Après imagerie FFOCT, les échantillons de côlon ont été fixés dans du paraformaldéhyde à 4% dans du PBS pendant 3 h à température ambiante, lavés et stockés dans du PBS NaN3 (1 g par litre) jusqu'à utilisation. La perméabilisation a été obtenue en incubant les tissus pendant 48 h à 36 h dans du PBS NaN3 additionné de 10 % de sérum de cheval, 3 % de triton X100 et 0,05 % de saponine à 4 °C sous agitation. Ensuite, les échantillons ont été incubés pendant 24h dans un tampon perméabilisé avec des anticorps primaires anti-Hu (anticorps monoclonal humain à 1:500, cadeau) et anti-S100b (polyclonal de lapin à 1:3, Dako Agilent, Santa Clara, USA) à température ambiante sous agitation. Après lavage, les échantillons ont été incubés pendant 5 h dans un tampon perméabilisé avec des anticorps secondaires chèvre anti-lapin Cy5 dilué au 1:500 (Jackson Immuno Research, Cambridge House, UK) et âne anti-humain Cy3 dilué au 1/500 (Jackson Immuno Research ) à température ambiante sous agitation. Après lavage, une contre-coloration nucléaire a été effectuée pendant 10 min à température ambiante, à l'aide de DAPI (1:1000 dans du PBS Sigma-Aldrich, Saint Louis, États-Unis) et les échantillons ont été montés entre la lame et la lame de couverture avec un milieu de montage antifading (Prolong gold antifade, Thermofisher , Waltham, États-Unis).
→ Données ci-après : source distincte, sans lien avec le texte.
PR #394, opened 2020-05-20
Add Snyk support

### LINKED ISSUE #340: Support Snyk
It supports both regular and monorepos.

Basically that's their badge

```
https://snyk.io/test/github/badgen/badgen.net/badge.svg?targetFile=package.json
```

or for package from a monorepo

```
https://snyk.io/test/github/tunnckoCore/opensource/badge.svg?targetFile=@tunnckocore/utils/package.json
https://snyk.io/test/github/tunnckoCore/opensource/badge.svg?targetFile=packages/glob-cache/package.json
```

The sad thing is that it has only 200 tests per month, which isn't not on per repo basis but on per "target file" basis, which in case of a monorepo is almost nothing. Currently it counted 22 tests for me for mine single monorepo. In the pricing page it says it is "Unlimited tests for open source / public repos" but in the dashboard the range is to 200. So.. I guess we'll see. But anyway.

I'm still not sure if I woould use it at all. Instead I think to use Pnpm + lockfile-lint.

vladimyr:
Vulnerability scan results are parsed from official Snyk's badge using `cheerio`.

This adds a new handler:
```
/snyk/:user/:repo/:branch?
```
Additionally `targetFile` query param can be passed to the handler.

## Preview

image

This closes #340

### DIFF
--- a/api/snyk.ts
+++ b/api/snyk.ts
@@ -1,20 +1,20 @@
 import cheerio from 'cheerio'
 import got from '../libs/got'
-import { createBadgenHandler, PathArgs, Query } from '../libs/create-badgen-handler'
+import { createBadgenHandler, PathArgs } from '../libs/create-badgen-handler'
 
 export default createBadgenHandler({
   title: 'Snyk',
   examples: {
     '/snyk/badgen/badgen.net': 'vulnerability scan',
     '/snyk/babel/babel/6.x': 'vulnerability scan (branch)',
-    '/snyk/tunnckoCore/opensource?targetFile=@tunnckocore/utils/package.json': 'vulnerability scan (custom path)'
+    '/snyk/tunnckoCore/opensource/master/@tunnckocore%2Futils%2Fpackage.json': 'vulnerability scan (custom path)'
   },
   handlers: {
-    '/snyk/:user/:repo/:branch?': handler
+    '/snyk/:user/:repo/:branch?/:targetFile?': handler
   }
 })
 
-async function handler ({ user, repo, branch = 'master' }: PathArgs, { targetFile }: Query) {
+async function handler ({ user, repo, branch = 'master', targetFile }: PathArgs) {
   const badgeUrl = `https://snyk.io/test/github/${user}/${repo}/${branch}/badge.svg`
   const searchParams = new URLSearchParams()
   if (targetFile) searchParams.set('targetFile', targetFile)
@@ -24,15 +24,15 @@ async function handler ({ user, repo, branch = 'master' }: PathArgs, { targetFil
   const $color = $('g[mask] path')
     .filter((_, el) => el.attribs.d?.startsWith('M90'))
     .first()
-    
+
   const $subject = $('g text')
     .filter((_, el) => parseInt(el.attribs.x, 10) === 45)
     .first()
-  
+
   const $status = $('g text')
     .filter((_, el) => parseInt(el.attribs.x, 10) === 100)
     .first()
-  
+
   const subject = $subject.text().trim() || 'vulnerabilities'
   const status = $status.text().trim()
   const color = ($color.attr('fill')?.trim() || '').replace(/^#/, '')
--- a/api/snyk.ts
+++ b/api/snyk.ts
@@ -1,0 +1,49 @@
+import cheerio from 'cheerio'
+import got from '../libs/got'
+import { createBadgenHandler, PathArgs, Query } from '../libs/create-badgen-handler'
+
+export default createBadgenHandler({
+  title: 'Snyk',
+  examples: {
+    '/snyk/badgen/badgen.net': 'vulnerability scan',
+    '/snyk/babel/babel/6.x': 'vulnerability scan (branch)',
+    '/snyk/tunnckoCore/opensource?targetFile=@tunnckocore/utils/package.json': 'vulnerability scan (custom path)'
+  },
+  handlers: {
+    '/snyk/:user/:repo/:branch?': handler
+  }
+})
+
+async function handler ({ user, repo, branch = 'master' }: PathArgs, { targetFile }: Query) {
+  const badgeUrl = `https://snyk.io/test/github/${user}/${repo}/${branch}/badge.svg`
+  const searchParams = new URLSearchParams()
+  if (targetFile) searchParams.set('targetFile', targetFile)
+  const svg = await got(badgeUrl, { searchParams }).text()
+  const $ = cheerio.load(svg, { xmlMode: true })
+
+  const $color = $('g[mask] path')
+    .filter((_, el) => el.attribs.d?.startsWith('M90'))
+    .first()
+    
+  const $subject = $('g text')
+    .filter((_, el) => parseInt(el.attribs.x, 10) === 45)
+    .first()
+  
+  const $status = $('g text')
+    .filter((_, el) => parseInt(el.attribs.x, 10) === 100)
+    .first()
+  
+  const subject = $subject.text().trim() || 'vulnerabilities'
+  const status = $status.text().trim()
+  const color = ($color.attr('fill')?.trim() || '').replace(/^#/, '')
+
+  if (!status || !color) {
+    const context = [
+      `${user}/${repo}/${branch}`,
+      targetFile && `targetFile=${targetFile}`
+    ].filter(Boolean).join(' ')
+    throw new Error(`Unknown Synk status: ${context}`)
+  }
+
+  return { subject, status, color }
+}
--- a/libs/badge-list.ts
+++ b/libs/badge-list.ts
@@ -41,6 +41,7 @@ export const liveBadgeList = [
   'codeclimate',
   'azure-pipelines',
   // quality & metrics
+  'snyk',
   'lgtm',
   'uptime-robot',
   'xo',
--- a/libs/create-badgen-handler.ts
+++ b/libs/create-badgen-handler.ts
@@ -11,10 +11,9 @@ import sentry from './sentry'
 import { BadgenParams } from './types'
 
 export type PathArgs = NonNullable<ReturnType<typeof matchRoute>>
-export type Query = NonNullable<Record<string, string | undefined>>
 
 export interface BadgeMaker {
-  (pathArgs: PathArgs, query: Query) : Promise<BadgenParams | undefined>;
+  (pathArgs: PathArgs) : Promise<BadgenParams | undefined>;
 }
 
 export interface BadgenServeConfig {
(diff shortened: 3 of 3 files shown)


api/snyk.ts
```diff
@@ -0,0 +1,49 @@
+import cheerio from 'cheerio'
+import got from '../libs/got'
+import { createBadgenHandler, PathArgs, Query } from '../libs/create-badgen-handler'
+
+export default createBadgenHandler({
+  title: 'Snyk',
+  examples: {
+    '/snyk/badgen/badgen.net': 'vulnerability scan',
+    '/snyk/babel/babel/6.x': 'vulnerability scan (branch)',
+    '/snyk/tunnckoCore/opensource?targetFile=@tunnckocore/utils/package.json': 'vulnerability scan (custom path)'
```
amio, line 10: We need a better schema for this, to keep the convention of "path args for content, query args for style"

vladimyr: How about converting the `targetFile` to matrix param? 🤔 https://www.logicbig.com/quick-info/web/matrix-param.html

amio: Great idea! but still feels a bit tricky to most people didn't know about matrix param before

amio: Maybe we need to choose between `branch` and `targetFile` then 😂

Which one would be most used? We can add the other one later as a nicer solution comes out.

vladimyr: > Maybe we need to choose between `branch` and `targetFile` then 😂
> 
> Which one would be most used? We can add the other one later as a nicer solution comes out.

That is a really hard question. It is quite often that projects have a dev branch set as the main one and periodically push stable code dumps to master/release. Now it is a question whether they want to use the badge as dev indicator on in-flux dev branch or as a message to end-users as part of their stable release. Maybe they want both making branch altering quite necessary. OTOH if they have monorepo they must have the ability to target partial packages by pointing to appropriate manifest/s. I can't really say which would be more useful. But if one must go it probably makes sense to let go `targetFile` because as an existing badge user I wouldn't expect that to be implemented 🙃

amio: Or we can support `targetFile` in additional path:
- `/snyk/:user/:repo/:branch?`
- `/snyk/:user/:repo/:branch/:targetFile+`

to monorepo user (needs `targetFile`), still better than nothing. to none-monorepo user (the majority), it's the best.

vladimyr: It is a nice compromise but there is a nasty edge case when git branch contains slash. In that case, you can't really safely assume where branch name ends and pathname starts. 🙄

amio: 🤦‍♂️

amio: Technically, we can use `%2F` as slash in branch section

vladimyr: Yeah, that would work! Let's go with that then. I'll update PR accordingly.

vladimyr:
Updated preview with `targetFile` as optional path argument:

image

amio:
Thanks! @vladimyr

tunnckoCore:
A bit late on that... but.

> Technically, we can use `%2F` as forward slash in branch section

Naah... that's pretty ugly. Is query param still supported? I don't want to mess with `.replace` (I have the path from pkg.repository.directory) on my templates generation.

vladimyr:
> Also, noticing that `@packages%2Fglob-cache%2Fpackage.json` doesn't work? And actually, any other that are in other dirs.

I'm not sure what do you mean by that? 😕 
https://badgen.net/snyk/tunnckoCore/opensource/master/@packages%2Fglob-cache%2Fpackage.json works just fine 

> Naah... that's pretty ugly. Is query param still supported?

It definitely isn't the nicest solution but it got implemented to keep the semantic separation between path and query arguments. `targetFile` isn't available as query param anymore.

tunnckoCore:
Oops. Probably I missed putting the branch name, haha.

> targetFile isn't available as query param anymore.

why? let's support it. And please add it to the examples, and use another package than `utils` ;p

vladimyr:
> why? let's support it.

I've removed upon @amio's suggestion https://github.com/badgen/badgen.net/pull/394#discussion_r429288568 so it probably isn't coming back.

> And please add it to the examples,

Add what exactly? 😕 

> and use another package than `utils` ;p

I simply took your example without giving it second thought. Sorry about unwanted publicity, I'll change that right away.

vladimyr:
@tunnckoCore I went with rollup/plugins as a sort of safe. However, if you have any wishes regarding promoting your own or work of others feel free to express them and I'll update PR accordingly 😉

tunnckoCore:
Yup okay with both. I meant to not be the `@tunnckocore/utils` specifically because it's kind of nothing that important. And if it points to some of mine it would be better to be another package of them :)

> I've removed it upon @amio's suggestion #394 (comment) so it probably isn't coming back.

@amio, it would be good to have both supported. :)

api/snyk.ts
```diff
@@ -0,0 +1,49 @@
...
+  },
+  handlers: {
+    '/snyk/:user/:repo/:branch?/:targetFile?': handler
+  }
+})
+
+async function handler ({ user, repo, branch = 'master', targetFile }: PathArgs) {
+  const badgeUrl = `https://snyk.io/test/github/${user}/${repo}/${branch}/badge.svg`
+  const searchParams = new URLSearchParams()
+  if (targetFile) searchParams.set('targetFile', targetFile)
```
tunnckoCore, line 20: Correct me if I'm wrong, but that seems to be supported? :thinking:

vladimyr: That is setting query param for an outbound request. But actual value isn't coming from inbound request's query param but `targetFile` path argument instead.

amio:
@tunnckoCore  @vladimyr We can use `/:targetFile*` to make it catch all rest paths:

```js
handlers: {
   '/snyk/:user/:repo/:branch?/:targetFile*': handler
}
```

then the badge url can be composed as:

`https://badgen.net/snyk/user/repo/branch%2Fslashed/path/to/package.json`

Looks fine to 99% use cases I guess. We just need an example showcasing this, but I'm not sure we could easily find one 😂

vladimyr:
It crossed my mind too but I dismissed it because yes it is certainly prettier but it is also inconsistent and kinda magical. There are lots of badges that end with the `/branch` segment. Theoretically we could convert those to rest params so users could use branch name containing slashes without any modifications. However, they might assume it will work elsewhere while in reality it just works for the last path segment. Using both branch names with slashes and custom paths isn't that common and in that case, users should be aware that they need to fit it into path segment using URL encoding.

tunnckoCore:
@vladimyr true. 

@amio, still. 

The reverse is equally bad as the current one. That's why query param can come quite handy and most clean. It doesn't break correct assumptions and defaults (that it's a branch), and if you are in monorepo and need paths, just pass a param. Consistency is better than magic in any of the sides.

amio:
> It crossed my mind too but...

Same feeling :D

> Consistency is better than magic in any of the sides.

Yea, so we are choosing consistency between the two:
- Path is solely for generating badge content, query string is solely for determine how we serve a badge (style, cache control)
- Consistent rule for branch name with slash

I prefer the first one. And the first one gives another benefits:
- Keep `createBadgenHandler` interface simpler (or we would need to pass extra argument like `targetFile` to handler, maybe even the whole `request` object in the future)
- More easily integration with other badge generating method, like `runkit` or `https`, or more posibility.

I think it's worth.

> However, they might assume it will work elsewhere while in reality it just works for the last path segment.

We should strengthen this convention 🤔 "the rest params only works for last segment (and only when it's necessary)", as a JavaScript programmer I guess it's fine since we already used to `function (a, b, ...rest) ()`

---

I think we can reduce the possible confusion by clarifying the routes:

```javascript
handlers: {
   '/snyk/:user/:repo/:branch?': handler, // branch is optional, no rest-paths support
   '/snyk/:user/:repo/:branch/:targetFile+': handler // branch is required, rest-paths support for targetFile
}
```

vladimyr:
> > However, they might assume it will work elsewhere while in reality it just works for the last path segment.
> 
> We should strengthen this convention 🤔 "the rest params only works for last segment (and only when it's necessary)", as a JavaScript programmer I guess it's fine since we already used to `function (a, b, ...rest) {}`

That is true but keep in mind that JavaScript programmer can easily determine the number of function arguments just by looking at commas in between because strings are always quoted. Here we have a different situation where slash is also a delimiter and segments aren't wrapped or contained in any way so perceived and the actual number of arguments might differ.
My point here is that it vaguely resembles rest params but it still requires a deeper understanding and sharp eye to figure out what is really happening there. That being said I'm still not convinced we should enable it.

tunnckoCore:
> I think it's worth.

Yup.

> Path is solely for generating badge content, query string is solely for determine how we serve a badge (style, cache control)

Ah, yea. Very good. But this badge's case is specific, and really I don't think we should include `targetFile` in the path.

The biggest problem is that `branch` and `targetFile` can have multiple forward slashes. But generally, if we follow the most common sense and 90-99% of the time, and follow the conventions... then we see a) that branch names usually have just 1 or 2 forward slashes (I think Renovate and dependabot have more? hm); and b) `targetFile` will be used in most of the time for monorepos that most of the cases are with 2 slashes: `packages/foo/package.json`, and 3+ slashes in rare cases (like for example the https://github.com/bubble-dev/_ monorepo and similar, where you have something like "monorepos inside monorepo" inside the `packages/` dir... which is ugly and that's why I use separate top level "roots" like `@tunnckocore/` for scoped, `packages/` non scoped, `configs/` for tools configs packages).

So, having said that... ah, yea it will be magic, but it will be different and better magic than current one, haha. And it's the cost for sane & conventional-based defaults. Like... join branch and the ...rest params, count the slashes and consider the last 3 parts to be the targetFile (if there `>2` slashes it has "targetFile", if less, then it's a branch) and the previous ones to be the branch name. So they will be able to just type `/snyk/:user/:repo/docs/update-readme/for/v1.2.2/packages/foo/package.json`

vladimyr:
> Aaaah... I don't know. I can implement it, it's not that big magic actually.. in text form it's ugly and sounds a big magic, but it's not, haha... :D

Here you go:
```diff
diff --git a/libs/create-badgen-handler.ts b/libs/create-badgen-handler.ts
index 17b8ac9..86f8820 100644
--- a/libs/create-badgen-handler.ts
+++ b/libs/create-badgen-handler.ts
@@ -11,9 +11,10 @@ import sentry from './sentry'
 import { BadgenParams } from './types'
 
 export type PathArgs = NonNullable<ReturnType<typeof matchRoute>>
+export type Query = NonNullable<Record<string, string | undefined>>
 
 export interface BadgeMaker {
-  (pathArgs: PathArgs) : Promise<BadgenParams | undefined>;
+  (pathArgs: PathArgs, query: Query) : Promise<BadgenParams | undefined>;
 }
 
 export interface BadgenServeConfig {
@@ -75,7 +76,7 @@ export function createBadgenHandler (conf: BadgenServeConfig): BadgenHandler {
 
     // Serve badge
     try {
-      const badgeParamsPromise = conf.handlers[matchedScheme](matchedArgs || {})
+      const badgeParamsPromise = conf.handlers[matchedScheme](matchedArgs || {}, query || {})
 
       let iconPromise: Promise<string | undefined> = Promise.resolve(undefined)
       if (typeof query.icon === 'string') {

```

After applying that patch all badge handlers will receive the second param holding query string arguments including those used for styling.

Les échantillons ont été visualisés à l'aide de l'AxioZoom.V16 fluorescent (Zeiss, Marly le Roi, Fr) associé à Apotome2. Des images confocales ont également été obtenues à l'aide du microscope confocal Nikon A1 RSi (Nikon SAS, Champigny sur Marne, Fr) avec deux objectifs 60x et 20x. Les images de FFOCT et d'apotome ont été alignées à l'aide du plugin "Align Image by line ROI" T. 3D D-FFOCT (logiciel Fiji)47 tandis que les images confocales 3D ont été alignées à l'aide du logiciel ICY48 comme décrit ci-dessous.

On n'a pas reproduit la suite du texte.